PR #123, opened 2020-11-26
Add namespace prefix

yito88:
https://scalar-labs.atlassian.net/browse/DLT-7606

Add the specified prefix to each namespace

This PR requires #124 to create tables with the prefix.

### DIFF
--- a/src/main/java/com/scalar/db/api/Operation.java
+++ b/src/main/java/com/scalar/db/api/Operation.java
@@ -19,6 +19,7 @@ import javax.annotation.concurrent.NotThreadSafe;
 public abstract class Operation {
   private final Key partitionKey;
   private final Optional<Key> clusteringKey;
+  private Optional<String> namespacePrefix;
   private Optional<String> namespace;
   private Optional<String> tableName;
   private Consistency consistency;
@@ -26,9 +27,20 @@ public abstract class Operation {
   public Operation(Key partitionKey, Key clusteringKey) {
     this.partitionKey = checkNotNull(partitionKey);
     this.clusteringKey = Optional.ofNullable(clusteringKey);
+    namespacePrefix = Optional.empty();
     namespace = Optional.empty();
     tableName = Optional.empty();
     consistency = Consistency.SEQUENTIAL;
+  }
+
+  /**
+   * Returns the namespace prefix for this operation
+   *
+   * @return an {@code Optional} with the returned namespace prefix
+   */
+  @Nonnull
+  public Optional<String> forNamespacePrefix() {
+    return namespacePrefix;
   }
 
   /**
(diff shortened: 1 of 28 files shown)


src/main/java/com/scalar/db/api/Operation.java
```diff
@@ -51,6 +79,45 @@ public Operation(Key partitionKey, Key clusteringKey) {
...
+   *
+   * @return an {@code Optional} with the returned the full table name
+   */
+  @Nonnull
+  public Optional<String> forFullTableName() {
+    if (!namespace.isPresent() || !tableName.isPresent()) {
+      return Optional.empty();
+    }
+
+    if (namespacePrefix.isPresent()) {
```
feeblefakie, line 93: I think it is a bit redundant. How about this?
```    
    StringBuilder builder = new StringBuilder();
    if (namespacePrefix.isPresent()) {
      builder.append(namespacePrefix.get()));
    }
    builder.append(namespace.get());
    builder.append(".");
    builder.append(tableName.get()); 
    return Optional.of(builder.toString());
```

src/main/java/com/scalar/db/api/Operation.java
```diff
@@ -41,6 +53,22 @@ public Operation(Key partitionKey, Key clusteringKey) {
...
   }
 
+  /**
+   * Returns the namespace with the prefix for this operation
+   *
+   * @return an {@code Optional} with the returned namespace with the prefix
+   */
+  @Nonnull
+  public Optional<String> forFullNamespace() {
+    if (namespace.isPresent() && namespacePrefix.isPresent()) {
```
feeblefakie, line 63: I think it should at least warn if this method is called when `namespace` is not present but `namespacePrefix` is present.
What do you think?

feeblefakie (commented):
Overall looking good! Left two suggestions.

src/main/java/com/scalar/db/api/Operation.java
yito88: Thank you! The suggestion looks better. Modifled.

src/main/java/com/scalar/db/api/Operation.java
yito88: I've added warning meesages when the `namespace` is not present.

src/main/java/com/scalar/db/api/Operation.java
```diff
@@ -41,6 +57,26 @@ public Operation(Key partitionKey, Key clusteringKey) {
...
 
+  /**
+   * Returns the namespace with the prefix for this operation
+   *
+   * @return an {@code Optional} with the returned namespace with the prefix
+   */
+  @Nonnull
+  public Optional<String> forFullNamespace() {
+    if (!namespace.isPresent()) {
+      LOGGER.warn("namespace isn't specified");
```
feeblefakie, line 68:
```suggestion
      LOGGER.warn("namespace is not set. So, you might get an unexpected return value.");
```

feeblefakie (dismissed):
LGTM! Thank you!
------
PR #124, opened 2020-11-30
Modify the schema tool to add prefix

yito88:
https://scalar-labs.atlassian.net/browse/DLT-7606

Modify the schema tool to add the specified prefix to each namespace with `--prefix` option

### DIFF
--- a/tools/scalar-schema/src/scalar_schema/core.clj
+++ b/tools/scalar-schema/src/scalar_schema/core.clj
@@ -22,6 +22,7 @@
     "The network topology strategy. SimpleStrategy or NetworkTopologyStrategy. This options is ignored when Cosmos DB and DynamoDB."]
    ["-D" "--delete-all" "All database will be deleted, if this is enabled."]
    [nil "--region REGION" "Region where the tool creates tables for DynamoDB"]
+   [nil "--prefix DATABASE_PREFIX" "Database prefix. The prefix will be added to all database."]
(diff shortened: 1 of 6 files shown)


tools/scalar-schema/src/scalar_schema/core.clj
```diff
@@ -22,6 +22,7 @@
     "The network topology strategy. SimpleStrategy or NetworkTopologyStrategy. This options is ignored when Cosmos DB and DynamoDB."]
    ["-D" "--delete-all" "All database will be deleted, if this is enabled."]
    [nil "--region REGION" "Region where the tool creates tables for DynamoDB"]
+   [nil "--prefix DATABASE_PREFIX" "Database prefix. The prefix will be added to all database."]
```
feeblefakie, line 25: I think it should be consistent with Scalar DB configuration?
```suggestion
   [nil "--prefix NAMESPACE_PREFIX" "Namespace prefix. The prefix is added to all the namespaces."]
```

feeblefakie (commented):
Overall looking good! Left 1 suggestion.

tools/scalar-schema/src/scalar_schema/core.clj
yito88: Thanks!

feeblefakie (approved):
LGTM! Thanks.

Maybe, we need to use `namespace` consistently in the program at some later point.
------
[Directions]
Check the data for the word "private" and pull out the lines that have it.

[Solution]
   private final Key partitionKey;
   private final Optional<Key> clusteringKey;
+  private Optional<String> namespacePrefix;
   private Optional<String> namespace;
   private Optional<String> tableName;
   private Consistency consistency;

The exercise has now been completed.